Your two algorithms are equivalent (at least for positive integers, what happens with negative integers in the imperative version depends on Java's semantics for % which I don't know by heart). In the recursive version, let $a_i$ and $b_i$ be the argument of the $i$th recursive call: $$\begin{gather*} a_{i+1} = b_i \\ b_{i+1} = a_i \mathbin{\mathrm{mod}} b_i \\ \end{gather*}$$

In the imperative version, let $a'_i$ and $b'_i$ be the values of the variables a and b at the beginning of the $i$th iteration of the loop. $$\begin{gather*} a'_{i+1} = b'_i \\ b'_{i+1} = a'_i \mathbin{\mathrm{mod}} b'_i \\ \end{gather*}$$

Notice a resemblance? Your imperative version and your recursive version are calculating exactly the same values. Furthermore, they both end at the same time, when $a_i=0$ (resp. $a'_i=0$), so they perform the same number of iterations. So algorithmically speaking, there is no difference between the two. Any difference will be a matter of implementation, highly dependent on the compiler, the hardware it runs on, and quite possibly the operating system and what other programs are running concurrently.

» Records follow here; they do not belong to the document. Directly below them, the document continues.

PR #511, opened 2022-08-25
Improve performance for const schemas

DanieleFedeli:
#### Checklist

As per issue https://github.com/fastify/fast-json-stringify/issues/502, when using a const schema, the performance degrades. This is the continuation of #505.

### Benchmark 
Pre PR
Screenshot 2022-08-16 alle 10 50 37

Post PR
Screenshot 2022-08-25 alle 18 46 08

This PR supports nullable values:
```javascript
test('schema with const string and no input', t => {
  t.plan(2)

  const schema = {
    type: 'object',
    properties: {
      foo: { const: 'bar' }
    }
  }

  const validate = validator(schema)
  const output = stringify({})

  t.equal(output, '{}')
})
```

Or it coerces the value to the const property if it is required
```javascript

test('schema with const string and no input but required property', t => {
  t.plan(2)

  const schema = {
    type: 'object',
    properties: {
      foo: { const: 'bar' }
    },
    required: ['foo']
  }

  const validate = validator(schema)
  const output = stringify({})

  t.equal(output, '{"foo":"bar"}')
})
```

### DIFF
--- a/index.js
+++ b/index.js
@@ -240,6 +240,11 @@ function inferTypeByKeyword (schema) {
   for (var keyword of numberKeywords) {
     if (keyword in schema) return 'number'
   }
+
+  if (schema.const && typeof schema.const !== 'object') {
+    return typeof schema.const
+  }
+
   return schema.type
 }
 
--- a/index.js
+++ b/index.js
@@ -352,9 +352,6 @@ function buildCode (location) {
     // Using obj['key'] !== undefined instead of obj.hasOwnProperty(prop) for perf reasons,
     // see https://github.com/mcollina/fast-json-stringify/pull/3 for discussion.
 
-    const isRequired = schema.required !== undefined && schema.required.indexOf(key) !== -1
-    const isConst = schema.properties[key].const !== undefined
-
     code += `
       if (obj[${sanitized}] !== undefined) {
         ${addComma}
@@ -364,24 +361,14 @@ function buildCode (location) {
     code += buildValue(propertyLocation, `obj[${JSON.stringify(key)}]`)
 
     const defaultValue = schema.properties[key].default
-    const constValue = schema.properties[key].const
 
     if (defaultValue !== undefined) {
       code += `
       } else {
         ${addComma}
-        json += ${asString} + ':' + ${JSON.stringify(
-        JSON.stringify(defaultValue)
-      )}
+        json += ${asString} + ':' + ${JSON.stringify(JSON.stringify(defaultValue))}
       `
-    } else if (isRequired && isConst) {
-      code += `
-      } else {
-        json += ${asString} + ':' + ${JSON.stringify(
-        JSON.stringify(constValue)
-      )}
-      `
-    } else if (isRequired) {
+    } else if (required.includes(key)) {
       code += `
       } else {
         throw new Error('${sanitized} is required!')
@@ -810,7 +797,7 @@ function buildValue (location, input) {
   }
 
   let type = schema.type
-  const nullable = schema.nullable === true
+  const nullable = schema.nullable === true || (Array.isArray(type) && type.includes('null'))
 
   let code = ''
   let funcName
@@ -820,6 +807,12 @@ function buildValue (location, input) {
   }
 
   if ('const' in schema) {
+    if (nullable) {
+      code += `
+        json += ${input} === null ? 'null' : '${JSON.stringify(schema.const)}'
+      `
+      return code
+    }
     code += `json += '${JSON.stringify(schema.const)}'`
     return code
   }
@@ -1013,6 +1006,6 @@ module.exports.validLargeArrayMechanisms = validLargeArrayMechanisms
 module.exports.restore = function ({ code, ajv }) {
   const serializer = new Serializer()
   // eslint-disable-next-line
-  return Function.apply(null, ['ajv', 'serializer', code])
-    .apply(null, [ajv, serializer])
+  return (Function.apply(null, ['ajv', 'serializer', code])
+    .apply(null, [ajv, serializer]))
 }
--- a/index.js
+++ b/index.js
@@ -359,7 +359,7 @@ function buildCode (location) {
 
     const sanitized = JSON.stringify(key)
     const asString = JSON.stringify(sanitized)
-    const isRequired = schema.required !== undefined && schema.required.findIndex(item => item === key) !== -1
+    const isRequired = schema.required !== undefined && schema.required.indexOf(key) !== -1
     const isConst = schema.properties[key].const !== undefined
     // Using obj['key'] !== undefined instead of obj.hasOwnProperty(prop) for perf reasons,
     // see https://github.com/mcollina/fast-json-stringify/pull/3 for discussion.
--- a/index.js
+++ b/index.js
@@ -13,7 +13,10 @@ const buildAjv = require('./ajv')
 
 let largeArraySize = 2e4
 let largeArrayMechanism = 'default'
-const validLargeArrayMechanisms = ['default', 'json-stringify']
+const validLargeArrayMechanisms = [
+  'default',
+  'json-stringify'
+]
 
 const addComma = `
   if (addComma) {
@@ -31,9 +34,7 @@ function isValidSchema (schema, name) {
       name = ''
     }
     const first = validate.errors[0]
-    const err = new Error(
-      `${name}schema is invalid: data${first.instancePath} ${first.message}`
-    )
+    const err = new Error(`${name}schema is invalid: data${first.instancePath} ${first.message}`)
     err.errors = isValidSchema.errors
     throw err
   }
@@ -121,9 +122,7 @@ function build (schema, options) {
 
   if (options.rounding) {
     if (!['floor', 'ceil', 'round'].includes(options.rounding)) {
-      throw new Error(
-        `Unsupported integer rounding method ${options.rounding}`
-      )
+      throw new Error(`Unsupported integer rounding method ${options.rounding}`)
     }
   }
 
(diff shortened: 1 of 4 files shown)


index.js
```diff
@@ -348,7 +359,8 @@ function buildCode (location) {
 
     const sanitized = JSON.stringify(key)
     const asString = JSON.stringify(sanitized)
-
+    const isRequired = schema.required !== undefined && schema.required.findIndex(item => item === key) !== -1
```
Uzlopak, line 362: can we do an indexOf?

index.js
```diff
@@ -805,159 +821,184 @@ function buildValue (location, input) {
...
-      } else if (schema.format === 'time') {
-        funcName = nullable ? 'serializer.asTimeNullable.bind(serializer)' : 'serializer.asTime.bind(serializer)'
-      } else {
-        funcName = buildObject(location)
+  if ('const' in schema) {
+    const stringifiedSchema = JSON.stringify(schema.const)
+
+    code += `
+            json += '${stringifiedSchema}'
+        `
```
ivan-tymoshenko, line 829: Can you just return the `code` from here and don't create `switchTypeSchema` nested function?

index.js
```diff
@@ -240,6 +240,17 @@ function inferTypeByKeyword (schema) {
   for (var keyword of numberKeywords) {
     if (keyword in schema) return 'number'
   }
+
+  if (schema.const) {
```
ivan-tymoshenko, line 244: I don't understand why we need to get a schema type if it's a const. Shouldn't we just substitute the value of the schema.const?

DanieleFedeli: You right, I forgot to remove that

mcollina (approved):
lgtm

index.js
ivan-tymoshenko: @DanieleFedeli Please don't close the conversation before resolving it.

index.js
```diff
@@ -805,159 +811,185 @@ function buildValue (location, input) {
...
-                ${statement}(${input} === null || typeof ${input} === "${type}" || ${input} instanceof RegExp || (typeof ${input} === "object" && Object.prototype.hasOwnProperty.call(${input}, "toString")))
+          const locationClone = clone(location)
+          sortedTypes.forEach((type, index) => {
+            const statement = index === 0 ? 'if' : 'else if'
+            locationClone.schema.type = type
+            const nestedResult = buildValue(locationClone, input)
+            switch (type) {
+              case 'string': {
+                code += `
+                ${statement}(${input} === null || typeof ${input} === "${type}" || ${input} instanceof RegExp || (typeof ${input} === "object" && Object.hasOwnProperty.call(${input}, "toString")))
```
ivan-tymoshenko, line 937: Please rebase your branch to the master before merging it. Otherwise, you will overwrite #510.

index.js
```diff
@@ -805,159 +811,185 @@ function buildValue (location, input) {
...
         `
-      } else if (isEmpty(schema)) {
-        code += `
+        } else if (isEmpty(schema)) {
+          code += `
           json += JSON.stringify(${input})
         `
-      } else if ('const' in schema) {
-        code += `
+        } else if ('const' in schema) {
```
ivan-tymoshenko, line 900: This should be removed.

index.js
```diff
@@ -360,14 +362,18 @@ function buildCode (location) {
...
+    }
+
     if (defaultValue !== undefined) {
       code += `
       } else {
         ${addComma}
         json += ${asString} + ':' + ${JSON.stringify(JSON.stringify(defaultValue))}
       `
-    } else if (required.includes(key)) {
+    } else if (required.includes(key) && !isConst) {
```
Uzlopak, line 376: maybe?

```suggestion
    } else if (isRequired && !isConst) {
```

index.js
```diff
@@ -360,14 +362,18 @@ function buildCode (location) {
 
     code += buildValue(propertyLocation, `obj[${JSON.stringify(key)}]`)
 
-    const defaultValue = schema.properties[key].default
+    let defaultValue = schema.properties[key].default
+    if (isRequired) {
+      defaultValue = defaultValue !== undefined ? defaultValue : schema.properties[key].const
```
ivan-tymoshenko, line 367: const shouldn't work as a default value. If you define a schema constant property, it must const value, whatever value the user passes.

ivan-tymoshenko (changes requested):

index.js
DanieleFedeli: Applied.

index.js
```diff
@@ -361,13 +370,24 @@ function buildCode (location) {
...
       code += `
       } else {
         ${addComma}
-        json += ${asString} + ':' + ${JSON.stringify(JSON.stringify(defaultValue))}
+        json += ${asString} + ':' + ${JSON.stringify(
+        JSON.stringify(defaultValue)
+      )}
       `
-    } else if (required.includes(key)) {
+    } else if (isRequired && isConst) {
```
ivan-tymoshenko, line 383: This should work in a different way.
1. You should handle value serialization only in one place otherwise you will have code duplication and can make an error. In your case, you miss the null check here. So please handle all schema serialization logic inside buildValue function.
2. We don't need to do this check for const https://github.com/fastify/fast-json-stringify/blob/844eba5f4956230e1ec64bfaea18d0e595d066d4/index.js#L365.

DanieleFedeli: Null checks you mean this?

```javascript
const schema = {
  "type": "object",
  "properties": {
    "foo": {
      "const": "bar"
    }
  }
}


stringify({ "foo": "bar" }) // { "foo": "bar" }
stringify({ "foo": "baz" }) // { "foo": "bar" }
stringify({ "foo": 1 }) // { "foo": "bar" }
stringify({}) // { }
```

DanieleFedeli: To answer 2. 
If I don't have that checks how can I handle this?

```javascript
const schema = {
  "type": "object",
  "properties": {
    "foo": {
      "const": "bar"
    }
  }
}

stringify({}) // { }
```

Uzlopak:
I read the code. Now it is like 80% reformatting. 19% tests and 1% change. And somehow i dont see any code which is responsible for comparing const with the actual value. I guess ajv does the validation? I cant follow, lol. How i read it, it is always serializing const no matter what the actual value is.

I am not that into the codebase so i guess i am out of here.

DanieleFedeli:
@Uzlopak Yes my bad, I don't know why I have the format changes since I don't even have the formats on save options.

ivan-tymoshenko:
@Uzlopak I think the main idea of https://github.com/fastify/fast-json-stringify/pull/505#pullrequestreview-1074429503 was to ignore the actual value and always insert the const value. I agree with this point of view because fjs is not a validator and if we can do something without validation we don't have to do validation. If you don't agree please share your thoughts.

ivan-tymoshenko:
@DanieleFedeli Null check.

```js
const schema = {
  "type": "object",
  "properties": {
    "foo": {
      "nullable": true
      "const": "bar"
    }
  }
}

stringify({foo:null}) // {foo:null}
```

```js
const schema = {
  "type": "object",
  "properties": {
    "foo": {
      "type": [...whatever, 'null']
      "const": "bar"
    }
  }
}

stringify({foo:null}) // {foo:null}
```

index.js
ivan-tymoshenko: I think that the const value shouldn't work as a default value. It shouldn't have any other additional behavior.

```js
const schema = {
  "type": "object",
  "properties": {
    "foo": {
      "const": "bar"
    }
  },
  "required": ['foo']
}

stringify({}) // {}
```

DanieleFedeli: I am OK with that, but I remember that the majority agree on this [comment](https://github.com/fastify/fast-json-stringify/pull/505#issuecomment-1217390075).

ivan-tymoshenko: @Eomm @climba03003 I have some thoughts on why const shouldn't duplicate the default value. These are two different responsibilities. const is one of the keys that determine what values a property can take aka type/set of value. It shouldn't have any other behavioral side effects.

I will give you an example. I can define an integer property with constraints min: 1 and max: 1. The only possible value is 1, but it doesn't mean that I should serialize this property if user doesn't pass the value.

ivan-tymoshenko:
@DanieleFedeli, Can you revert the formatting changes? It would be easier to review for other people.

DanieleFedeli:
I can try

index.js
DanieleFedeli: > I think that the const value shouldn't work as a default value. It shouldn't have any other additional behavior.
> 
> ```js
> const schema = {
>   "type": "object",
>   "properties": {
>     "foo": {
>       "const": "bar"
>     }
>   },
>   "required": ['foo']
> }
> 
> stringify({}) // {}
> ```

@ivan-tymoshenko Why that should not raise the error `"foo" is required!` ?

ivan-tymoshenko: Yes, you are right, it should. From my point of view.

mcollina: If you are waiting for me, I'm leaving this to you.

ivan-tymoshenko: I would like to hear @climba03003 opinion as it was his suggestion https://github.com/fastify/fast-json-stringify/pull/505#issuecomment-1217390075.

climba03003: When the schema said the property is required, and missing one from the input.
It just convenient to always put the value there since it is `required`.

Just like why we always put the `const` value regardless the input.

climba03003: I do not block if it turns to throw.
It consistence with the current `required` handling for other properties.

ivan-tymoshenko (approved):

mcollina (approved):
lgtm

mcollina:
@climba03003 are you ok for this to land?

climba03003 (approved):
Yes.
LGTM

The recursive version makes only tail recursive calls. Most compilers for imperative languages do not optimize these, and so it is likely that the code they generate will waste a little time and memory constructing a stack frame at each iteration. With a compiler that optimizes tail calls (compilers for functional languages almost always do), the generated machine code may well be the same for both (assuming you harmonize those calls to abs).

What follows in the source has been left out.